I stared at him like the kids in Chem class had stared at me. That bitter, burning scream rose in my throat again, and I clenched my teeth to keep it down.
Beth’s words came back to me yet again, from the dream, from the car ride: It’s always a different story. Even thought it ends the same way.
So, I asked my father, “When you heard the story, how did the girl in the red jacket die?”
“I don’t remember.”
I didn’t bother calling him a liar. I knew he would never tell me the truth.
I stood up. My head swam with dizzy darkness, and I put out a hand to steady myself against the wall. My books were stacked on a table next to the door.
“It’s just an old ghost story,” Dad said.
But, his eyes said he didn’t believe that. Nobody in Ashfield believed that.
Legs trembling, I crossed the room, and scooped up my books.

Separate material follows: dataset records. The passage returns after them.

PR #101, opened 2023-02-07
Add back arbitrum

### LINKED ISSUE #64: Add back arbitrum support
* Arbitrum is not yet supported in the SDK. Once it is supported in the SDK we should add it back to the wallet and the networks object

alexkeating:
#### Description
- Add arbitrum to the networks

Closes #64


alexkeating:
@mds1 Updated libraries and added useMemo to make sure loadProviders is only called once

utils/networks.ts
```diff
@@ -99,6 +99,21 @@ export const networks = {
       providers: [{ provider: getRpcUrl(polygon.id), priority: 1, weight: 1 }],
     },
   },
+  [arbitrum.id]: {
+    blockExplorerUrl: 'https://arbiscan.io/',
+    railgunNetworkName: NetworkName.Arbitrum,
+    chainId: arbitrum.id,
+    wethAddress: '0x82aF49447D8a07e3bd95BD0d56f35241523fBab1',
+    baseToken: {
+      symbol: 'AETH',
```
mds1, line 108: Arbitrum docs + popular apps all use `ETH` now (used to be AETH a while ago)
```suggestion
      symbol: 'ETH',
```

package.json
```diff
@@ -15,8 +15,8 @@
     "@chakra-ui/react": "^2.4.6",
     "@emotion/react": "^11",
     "@emotion/styled": "^11",
-    "@railgun-community/quickstart": "3.8.12",
-    "@railgun-community/shared-models": "3.7.6",
+    "@railgun-community/quickstart": "3.11.6",
```
mds1, line 18: _(arbitrary comment location to start a thread)_

If I add `console.log('loading...')` as the first line in `loadProviders` in our `raulgun.ts` method, I still see it being called 4 times

image

alexkeating: That may be an artifact of it running locally, in strict mode. I tested with a console log on the production build and it only showed up once for me. I will push up a console log so we can test.

alexkeating: Ah nvm, I was confused and thought we were targeting the initialize

alexkeating: Seems to be working now, I left a log in to confirm

mds1: I'm seeing it logged twice now, but that's probably fine since it shouldn't be an issue anymore anyway. Let's go with this and see how it goes
image

PR #103, opened 2023-02-19
Improvements around unstoppable domain

### LINKED ISSUE #102: Show copy shield link only with valid address
1. Hide “Copy shield link” action until valid 0zk address / unstoppable domain is filled
2. Validate Recipient Address 0zk address before attempting to submit
3.  Only query unstoppable domains if the address matches a domainish regex, or includes supported TLD
    - check whether they have a regex for us already
4. The query to unstoppable periodically deactivates the submit button (do some comms with railgun)
    - regex check might solve part of this
    - might consider debouncing reqs
    - perhaps no reaasonable way to avoid deactivating submit entirely

alexkeating:
#### Description
- Run validation on change
- Only show `Copy link` when valid address
- Only call unstoppable when address has a valid ending
- Move unstoppable resolution to validation so we don't need to disable submit
- Remove right padding

Closes #102

### DIFF
--- a/components/TxForm.tsx
+++ b/components/TxForm.tsx
@@ -42,9 +42,11 @@ export const TxForm = ({ recipientAddress }: { recipientAddress?: string }) => {
     register,
     setValue,
     reset,
+    clearErrors,
+    setError,
     formState: { errors },
   } = useForm<TxFormValues>({
-    reValidateMode: 'onSubmit',
+    mode: 'onChange',
     defaultValues: {
       token: network.baseToken.name,
       recipient: recipientAddress,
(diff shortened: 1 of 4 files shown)


wildmolasses:
nit: can we get the container to not resize on different error messages? otherwise lgtm.

https://user-images.githubusercontent.com/5423313/220425183-1a7238ec-97ce-4a3d-b708-f4c2ec36ff30.mp4

components/TxForm.tsx
```diff
@@ -123,16 +123,18 @@ export const TxForm = ({ recipientAddress }: { recipientAddress?: string }) => {
           <Flex justify="space-between">
             <FormLabel>Recipient address</FormLabel>
 
-            <Text
```
alexkeating, line 126: (arbitray comment)

- I can't reproduce the width changing on my local or in my browser brave/firefox. But, I am seeing the height shift. Should I make the height larger?

wildmolasses: let's punt on it, we can adjust in another PR if necessary

wildmolasses (approved):

PR #105, opened 2023-02-20
Add placeholder text

### LINKED ISSUE #104: Add placeholder text
- Add placeholder text in Recipient address field, to show example 0zk address
- Add placeholder text in Amount field, to show example amount “0.1”
- Can we add in grey text in the Token search box something like ‘Search for token name or paste address’

alexkeating:
#### Description
- Add placeholder text

Closes #104

### DIFF
--- a/components/TxForm.tsx
+++ b/components/TxForm.tsx
@@ -137,9 +137,9 @@ export const TxForm = ({ recipientAddress }: { recipientAddress?: string }) => {
           <Input
             variant="outline"
             size="lg"
-            pr="4.5rem"
             height="4rem"
             mb=".25rem"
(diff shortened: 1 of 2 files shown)


components/TxForm.tsx
```diff
@@ -137,9 +137,9 @@ export const TxForm = ({ recipientAddress }: { recipientAddress?: string }) => {
           <Input
             variant="outline"
             size="lg"
-            pr="4.5rem"
             height="4rem"
             mb=".25rem"
+            placeholder="0zk1qyn0qa5rgk7z2l8wyncpynmy..."
```
alexkeating, line 142: We can display a whole address if we switch to a textarea, but the form will look a little weirder

wildmolasses (approved):
lgtm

“Wait,” Dad said. “Please.”
I pushed past my father, and walked out of the nurse’s office. He didn’t follow me, but the girl in the red jacket did.
The bell rang. Doors opened, and kids flooded into the halls. No one approached me. No one gave me a sympathetic smile. No one put a hand on my arm and told me, It’s okay. We understand. You’re one of us.
They only stared at me.
Now I had my own story to tell. I didn’t know what that story was yet, or who I would tell it to. Or, even if I would get the chance to tell it, before my life ended at the intersection of Gunderson Road.